Even though, in the rejoinder, the petitioner has claimed that her objections on the accounts had not been recorded by the 2nd respondent, I do not find any such averment in the petition. Having signed the annual accounts, without any written protest on the accounts in September 2004, the petitioner cannot allege financial mismanagement in April 2005. Further, during the arguments and in the written submissions, the petitioners have alleged that the 2nd respondent being in management of Lake Palace Hotel in which the company holds 49% shares, has been financially supporting some of the hotels owned by his relatives and taken on lease by the Lake Palace Hotel. Shri Mookherjee pointed out that Lake Palace Hotel in fact given a loan of Rs. 10 crores to the respondent company and this has not been disputed by the petitioners. Therefore, considering the averment of the petitioners in paragraph 46 of the petition that the financial mismanagement by the 2nd respondent is not because of any inability or incompetence on his part but solely because of a well planned out method to oust the petitioners on the ground that the company is in need of funds, I do not find that the petitioners have established that there is financial mismanagement in the company.

23. The next allegation relates to Shri Unni. The petitioners' grievance is that Shri Unni has supported the 2nd respondent in the board meeting on 29.12.2004 in approving the proposal to increase the authorized capital in spite of the protest by the 1st petitioner. The further allegation is that he again supported the 2nd respondent when the proposal to issue right shares was taken in the board meeting held on 30.3.2005 even though there was no agenda regarding the said proposal and in spite of the protest by the 1st petitioner. It is further alleged that even though the 1st petitioner did not ask for any valuation report by Shri Unni and even though the same was prepared at the behest of the 2nd respondent, Shri Unni had valued the shares at a ridiculously low price. Thus, the trust and confidence reposed in him by the 1st petitioner when she had agreed for induction as a director in the agreement before the High Court have been completely belied by Shri Unni and as such he should be removed as a director. It is further alleged that he is guilty of professional misconduct by being the statutory auditor of the Lake Palace Hotel while holding the position of a director in the respondent company. The admitted fact is that Shri Unni was appointed as per the consent terms placed before and approved by the High Court. If his subsequent conduct, as alleged by the petitioners, is against the interest of the petitioners, the right course would be to approach the High Court and get the consent order modified.
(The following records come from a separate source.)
PR #681, opened 2024-03-08
Prompt handler

jgraham:
***
<a href="https://pr-preview.s3.amazonaws.com/w3c/webdriver-bidi/pull/681.html" title="Last updated on Jun 24, 2024, 9:11 AM UTC (2ba6dce)">Preview</a> | <a href="https://pr-preview.s3.amazonaws.com/w3c/webdriver-bidi/681/a86a0c7...2ba6dce.html" title="Last updated on Jun 24, 2024, 9:11 AM UTC (2ba6dce)">Diff</a>

### DIFF
--- a/index.bs
+++ b/index.bs
@@ -1667,12 +1667,9 @@ session.SystemProxyConfiguration = (
 [=Remote end definition=] and [=local end definition=]
 
 <pre class="cddl remote-cddl local-cddl">
-session.UserPromptHandler = session.UserPromptHandlerType /
-                            session.UserPromptHandlerConfiguration;
-
 session.UserPromptHandlerType = "accept" / "dismiss" / "ignore";
 
-session.UserPromptHandlerConfiguration = {
+session.UserPromptHandler = {
   ? alert: session.UserPromptHandlerType,
   ? beforeUnload: session.UserPromptHandlerType,
   ? confirm: session.UserPromptHandlerType,
--- a/index.bs
+++ b/index.bs
@@ -2658,6 +2658,17 @@ browsingContext.ReadinessState = "none" / "interactive" / "complete"
 The <code>browsingContext.ReadinessState</code> type represents the stage of
 document loading at which a navigation command will return.
 
+#### The browsingContext.UserPrompt Type #### {#type-browsingContext-UserPrompt}
+
+[=Remote end definition=] and [=local end definition=]
+
+<pre class="cddl remote-cddl local-cddl">
+browsingContext.UserPromptType = "alert" / "confirm" / "prompt" / "beforeunload";
+</pre>
+
+The <code>browsingContext.UserPrompt</code> type represents the possible user
+prompt types.
+
 ### Commands ### {#module-browsingContext-commands}
 
 #### The browsingContext.activate Command ####  {#command-browsingContext-activate}
@@ -4563,7 +4574,7 @@ failed</dfn> steps given |context| and |navigation status|:
         browsingContext.UserPromptClosedParameters = {
           context: browsingContext.BrowsingContext,
           accepted: bool,
-          type: "alert" / "confirm" / "prompt" / "beforeunload",
+          type: browsingContext.UserPromptType,
           ? userText: text
         }
       </pre>
@@ -4614,7 +4625,7 @@ closed</dfn> steps given |window|, |type|, |accepted| and optional |user text|
           context: browsingContext.BrowsingContext,
           handler: "accept" / "dismiss" / "ignore",
           message: text,
-          type: "alert" / "confirm" / "prompt" / "beforeunload",
+          type: browsingContext.UserPromptType,
           ? defaultValue: text
         }
       </pre>
--- a/index.bs
+++ b/index.bs
@@ -90,6 +90,7 @@ spec: WEBDRIVER; urlPrefix: https://w3c.github.io/webdriver/
     text: no such element; url: dfn-no-such-element
     text: no such frame; url: dfn-no-such-frame
     text: parse a page range; url: dfn-parse-a-page-range
+    text: handler; for: prompt handler configuration; url: dfn-handler
     text: process capabilities; url: dfn-processing-capabilities
     text: readiness state; url: dfn-readiness-state
     text: remote end steps; url: dfn-remote-end-steps
@@ -231,6 +232,9 @@ spec: HTML; urlPrefix: https://html.spec.whatwg.org/multipage/
     text: window open steps; url: window-object.html#window-open-steps
     text: worker event loop; url: webappapis.html#worker-event-loop-2
     text: worklet global scopes; url:worklets.html#concept-document-worklet-global-scopes
+spec: INFRA; urlPrefix: https://infra.spec.whatwg.org/
+  type: dfn
+    text: convert a JSON-derived JavaScript value to an Infra value; url: convert-a-json-derived-javascript-value-to-an-infra-value
 spec: RESOURCE-TIMING; urlPrefix: https://w3c.github.io/resource-timing/
   type: dfn
     text: convert fetch timestamp; url: dfn-convert-fetch-timestamp
@@ -1567,7 +1571,7 @@ session.CapabilityRequest = {
   ? browserVersion: text,
   ? platformName: text,
   ? proxy: session.ProxyConfiguration,
-  ? webSocketUrl: bool,
+  ? unhandledPromptBehavior: session.UserPromptHandler,
   Extensible
 };
 </pre>
@@ -1657,6 +1661,28 @@ session.SystemProxyConfiguration = (
 )
 
 </pre>
+
+#### The session.UserPromptHandler Type #### {#type-session-UserPromptHandler}
+
+[=Remote end definition=] and [=local end definition=]
+
+<pre class="cddl remote-cddl local-cddl">
+session.UserPromptHandler = session.UserPromptHandlerType /
+                            session.UserPromptHandlerConfiguration;
+
+session.UserPromptHandlerType = "accept" / "dismiss" / "ignore";
+
+session.UserPromptHandlerConfiguration = {
+  ? alert: session.UserPromptHandlerType,
+  ? beforeUnload: session.UserPromptHandlerType,
+  ? confirm: session.UserPromptHandlerType,
+  ? default: session.UserPromptHandlerType,
+  ? prompt: session.UserPromptHandlerType,
+};
+</pre>
+
+The <code>session.UserPromptHandler</code> type represents the configuration of
+the user prompt handler.
 
 #### The session.SubscriptionRequest Type #### {#type-session-SubscriptionRequest}
 
@@ -1758,6 +1784,7 @@ This is a [=static command=].
           setWindowRect: bool,
           userAgent: text,
           ? proxy: session.ProxyConfiguration,
+          ? unahandledPromptBehavior: session.UserPromptHandler,
           ? webSocketUrl: text,
           Extensible
         }
@@ -1777,8 +1804,11 @@ The [=remote end steps=] given |session| and |command parameters| are:
 
 1. Let |flags| be a [=/set=] containing "<code>bidi</code>".
 
-1. Let |capabilities| be the result of [=trying=] to [=process capabilities=]
+1. Let |capabilities json| be the result of [=trying=] to [=process capabilities=]
    with |command parameters| and |flags|.
+
+1. Let |capabilities| be [=convert a JSON-derived JavaScript value to an Infra
+   value=] with |capabilities json|.
 
 1. Let |session| be the result of [=trying=] to [=create a session=] with
    |capabilities| and |flags|.
@@ -4583,8 +4613,9 @@ closed</dfn> steps given |window|, |accepted| and optional |user text|
 
         browsingContext.UserPromptOpenedParameters = {
           context: browsingContext.BrowsingContext,
-          type: "alert" / "confirm" / "prompt" / "beforeunload",
+          handler: "accept" / "dismiss" / "ignore",
           message: text,
+          type: "alert" / "confirm" / "prompt" / "beforeunload",
           ? defaultValue: text
         }
       </pre>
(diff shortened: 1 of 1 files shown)


jgraham:
https://github.com/whatwg/html/pull/10189 is the HTML side of this change. It also depends on landing https://github.com/w3c/webdriver/pull/1791

index.bs
```diff
@@ -1550,7 +1554,7 @@ session.CapabilityRequest = {
   ? browserVersion: text,
   ? platformName: text,
   ? proxy: session.ProxyConfiguration,
-  ? webSocketUrl: bool,
+  ? userPromptHandler: session.UserPromptHandler,
```
whimboo, line 1557: The capability is named `unhandledPromptBehavior`.

index.bs
```diff
@@ -1641,6 +1645,28 @@ session.SystemProxyConfiguration = (
 
 </pre>
 
+#### The session.UserPromptHandler Type #### {#type-session-UserPromptHandler}
+
+[=Remote end definition=] and [=local end definition=]
+
+<pre class="cddl remote-cddl local-cddl">
+session.UserPromptHandler = session.UserPromptHandlerType /
```
whimboo, line 1653: We should also keep support for the string type capability given that `accept and notify` and `dismiss and notify` are also valid options, and those don't match with the `UserPromptHandlerConfiguration` type.

index.bs
```diff
@@ -1741,6 +1767,7 @@ This is a [=static command=].
           setWindowRect: bool,
           userAgent: text,
           ? proxy: session.ProxyConfiguration,
+          ? userPromptHandler: session.UserPromptHandler,
```
whimboo, line 1770: This also needs to be `unhandledPromptBehavior` similar to the above mentioned case.

index.bs
```diff
@@ -4422,8 +4452,9 @@ closed</dfn> steps given |window|, |accepted| and optional |user text|
 
         browsingContext.UserPromptOpenedParameters = {
           context: browsingContext.BrowsingContext,
-          type: "alert" / "confirm" / "prompt" / "beforeunload",
+          handler: "accept" / "dismiss" / "ignore",
           message: text,
+          type: "alert" / "confirm" / "prompt" / "beforeunload",
```
whimboo, line 4457: Was there actually a reason why we didnt' add the `type` to the `browsingContext.UserPromptClosedParameters` as well? I think it would be good to know for the client which type of alert was closed.

index.bs
```diff
@@ -4422,8 +4452,9 @@ closed</dfn> steps given |window|, |accepted| and optional |user text|
 
         browsingContext.UserPromptOpenedParameters = {
           context: browsingContext.BrowsingContext,
-          type: "alert" / "confirm" / "prompt" / "beforeunload",
+          handler: "accept" / "dismiss" / "ignore",
```
whimboo, line 4455: Should we also inform the client about the `notify` flag?

whimboo (changes requested):
Sorry for the delay @jgraham. But I decided to wait a bit with further feedback until the general handling of the capability has finished. I've a couple of questions that I've added inline. Maybe you can have a look at these? Thanks.

index.bs
jgraham:
```suggestion
  ? unhandledPromptBehavior: session.UserPromptHandler,
```

index.bs
jgraham: The `and notify` variants are just for the `Unexpected User Prompt Open` error and so don't have any effect on BiDi-only sessions. You can still subscribe to the events and if there's a prompt handler installed you'll get events for the prompt opening and being dismissed. Therefore I don't think this makes sense.

index.bs
jgraham:
```suggestion
          ? unahandledPromptBehavior: session.UserPromptHandler,
```

index.bs
jgraham: Again, I don't think it makes sense. For a HTTP session you'll get an error. For a BiDi-only session you are being notified by the event.

index.bs
jgraham: We could. In theory you can know as long as you subscribe to both events, since the prompt that's closed is always the last prompt opened for that context (as long as we don't support multiple prompts). I don't really know why you'd subscribe to the close event but not the open event, but we can make things a bit easier for anyone who does that.

index.bs
whimboo: So what should happen if no event handler is set for a BiDi-only session, which means that prompts are not handled in the case of the `ignore` setting. Does it mean we always raise an error? But when? None of the commands for BiDi check if a prompt is still open and potentially would fail with some random error depending on what the command is trying to accomplish.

This Board has no jurisdiction to remove Shri Unni as a director since his appointment was on account of the consent terms approved by the High Court. In so far as his acting as the statutory auditor of Lake Palace Hotel, if he is guilty of professional misconduct, it is for the appropriate regulatory authority to look into this complaint and not this Board under Sections 397/398. ( I may record that after the conclusion of the hearing, it was reported by the learned Counsel for the respondents that the complaint of the petitioners in this regard to the Institute of Chartered Accountants of India has been dismissed by the Institute).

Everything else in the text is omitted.